-- Opening Marker --

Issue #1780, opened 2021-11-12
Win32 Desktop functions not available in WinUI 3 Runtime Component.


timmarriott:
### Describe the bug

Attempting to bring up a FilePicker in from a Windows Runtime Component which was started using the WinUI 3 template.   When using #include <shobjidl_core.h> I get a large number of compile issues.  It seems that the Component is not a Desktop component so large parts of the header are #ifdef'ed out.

-- Closing Marker --

--- PROBLEM DETAILS ---
Word for word and line for line, give the material again.

--- RESPONSE TO THIS EXERCISE ---
Issue #1780, opened 2021-11-12
Win32 Desktop functions not available in WinUI 3 Runtime Component.


timmarriott:
### Describe the bug

Attempting to bring up a FilePicker in from a Windows Runtime Component which was started using the WinUI 3 template.   When using #include <shobjidl_core.h> I get a large number of compile issues.  It seems that the Component is not a Desktop component so large parts of the header are #ifdef'ed out.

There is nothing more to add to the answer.